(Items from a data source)

++++

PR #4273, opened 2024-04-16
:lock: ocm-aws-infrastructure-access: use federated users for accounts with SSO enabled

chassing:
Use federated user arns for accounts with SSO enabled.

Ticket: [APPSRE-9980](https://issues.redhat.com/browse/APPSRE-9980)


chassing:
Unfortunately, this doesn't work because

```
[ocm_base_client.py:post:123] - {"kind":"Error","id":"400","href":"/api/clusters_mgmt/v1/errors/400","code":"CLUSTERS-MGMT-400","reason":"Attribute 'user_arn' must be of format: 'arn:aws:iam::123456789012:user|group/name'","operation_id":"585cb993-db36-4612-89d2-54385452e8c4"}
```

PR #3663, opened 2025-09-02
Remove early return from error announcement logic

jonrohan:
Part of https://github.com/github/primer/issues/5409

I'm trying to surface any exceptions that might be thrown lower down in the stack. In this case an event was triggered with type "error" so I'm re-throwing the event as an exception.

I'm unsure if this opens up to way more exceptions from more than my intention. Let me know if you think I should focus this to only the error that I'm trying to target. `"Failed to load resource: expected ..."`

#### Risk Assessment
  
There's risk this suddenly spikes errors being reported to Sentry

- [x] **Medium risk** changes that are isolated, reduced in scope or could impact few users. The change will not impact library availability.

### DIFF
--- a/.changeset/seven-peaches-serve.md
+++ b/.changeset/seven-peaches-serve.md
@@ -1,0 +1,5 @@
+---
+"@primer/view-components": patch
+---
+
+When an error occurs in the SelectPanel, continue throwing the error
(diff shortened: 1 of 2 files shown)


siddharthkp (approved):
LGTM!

++++

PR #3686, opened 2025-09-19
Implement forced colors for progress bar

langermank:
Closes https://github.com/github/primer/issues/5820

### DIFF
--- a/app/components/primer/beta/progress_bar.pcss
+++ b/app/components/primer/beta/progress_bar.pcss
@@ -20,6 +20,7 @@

++++

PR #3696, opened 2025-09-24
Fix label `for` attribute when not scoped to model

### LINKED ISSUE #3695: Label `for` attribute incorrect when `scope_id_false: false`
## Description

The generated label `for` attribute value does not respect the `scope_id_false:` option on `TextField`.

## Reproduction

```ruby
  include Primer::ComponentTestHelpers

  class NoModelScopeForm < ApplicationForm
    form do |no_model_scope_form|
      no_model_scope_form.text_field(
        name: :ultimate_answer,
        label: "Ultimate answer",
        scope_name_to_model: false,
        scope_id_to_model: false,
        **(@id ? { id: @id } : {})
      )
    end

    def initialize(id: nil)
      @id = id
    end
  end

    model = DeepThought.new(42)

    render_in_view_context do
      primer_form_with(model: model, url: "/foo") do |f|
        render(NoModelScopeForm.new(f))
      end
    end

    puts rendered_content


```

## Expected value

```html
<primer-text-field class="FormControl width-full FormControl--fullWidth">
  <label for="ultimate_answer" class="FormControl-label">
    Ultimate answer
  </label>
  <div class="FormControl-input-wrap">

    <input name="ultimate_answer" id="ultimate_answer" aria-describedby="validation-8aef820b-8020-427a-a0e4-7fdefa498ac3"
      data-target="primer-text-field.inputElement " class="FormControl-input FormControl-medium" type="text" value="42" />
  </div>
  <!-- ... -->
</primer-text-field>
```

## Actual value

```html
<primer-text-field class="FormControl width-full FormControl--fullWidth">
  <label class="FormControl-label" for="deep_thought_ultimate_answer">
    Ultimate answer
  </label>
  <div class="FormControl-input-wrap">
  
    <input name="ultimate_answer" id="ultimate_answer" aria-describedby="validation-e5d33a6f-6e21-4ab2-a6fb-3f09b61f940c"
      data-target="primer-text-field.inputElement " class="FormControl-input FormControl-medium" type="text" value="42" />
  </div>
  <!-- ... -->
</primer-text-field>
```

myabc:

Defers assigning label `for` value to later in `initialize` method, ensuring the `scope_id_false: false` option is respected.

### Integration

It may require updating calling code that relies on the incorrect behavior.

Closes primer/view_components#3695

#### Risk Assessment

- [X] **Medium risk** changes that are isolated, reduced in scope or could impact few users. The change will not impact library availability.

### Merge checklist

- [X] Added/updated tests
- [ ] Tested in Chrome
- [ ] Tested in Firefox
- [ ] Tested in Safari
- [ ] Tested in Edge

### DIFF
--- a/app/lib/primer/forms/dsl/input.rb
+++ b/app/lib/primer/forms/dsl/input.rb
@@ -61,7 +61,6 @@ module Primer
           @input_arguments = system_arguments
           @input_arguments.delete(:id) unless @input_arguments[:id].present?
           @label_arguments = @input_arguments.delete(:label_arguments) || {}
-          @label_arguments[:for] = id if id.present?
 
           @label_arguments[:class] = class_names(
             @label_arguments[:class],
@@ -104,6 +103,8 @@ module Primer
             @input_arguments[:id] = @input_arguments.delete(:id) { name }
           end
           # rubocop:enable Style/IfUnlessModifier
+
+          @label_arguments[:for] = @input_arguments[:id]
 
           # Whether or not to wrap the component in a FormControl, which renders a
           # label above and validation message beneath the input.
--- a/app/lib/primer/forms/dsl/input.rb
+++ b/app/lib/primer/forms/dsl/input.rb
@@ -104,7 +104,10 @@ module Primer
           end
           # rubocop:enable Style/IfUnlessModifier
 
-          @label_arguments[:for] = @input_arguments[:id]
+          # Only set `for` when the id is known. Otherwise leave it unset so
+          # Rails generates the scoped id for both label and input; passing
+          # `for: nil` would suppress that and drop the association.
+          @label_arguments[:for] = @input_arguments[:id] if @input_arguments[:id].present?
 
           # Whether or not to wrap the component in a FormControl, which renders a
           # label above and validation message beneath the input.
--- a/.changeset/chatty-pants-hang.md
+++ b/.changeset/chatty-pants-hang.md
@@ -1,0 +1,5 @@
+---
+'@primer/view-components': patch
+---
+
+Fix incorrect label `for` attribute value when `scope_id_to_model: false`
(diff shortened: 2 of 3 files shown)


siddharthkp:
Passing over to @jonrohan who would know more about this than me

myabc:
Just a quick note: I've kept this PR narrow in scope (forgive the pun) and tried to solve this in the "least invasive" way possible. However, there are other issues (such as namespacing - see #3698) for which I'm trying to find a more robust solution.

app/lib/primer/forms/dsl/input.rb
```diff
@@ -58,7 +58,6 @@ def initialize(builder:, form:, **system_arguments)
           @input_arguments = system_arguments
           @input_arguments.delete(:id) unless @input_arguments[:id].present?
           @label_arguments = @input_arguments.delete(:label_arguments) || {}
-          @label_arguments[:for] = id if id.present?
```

++++

__What to work on__:
In the records above, locate the lines holding the word "Closes". Copy each of them.

__Answer to this task__:
Closes https://github.com/github/primer/issues/5820
Closes primer/view_components#3695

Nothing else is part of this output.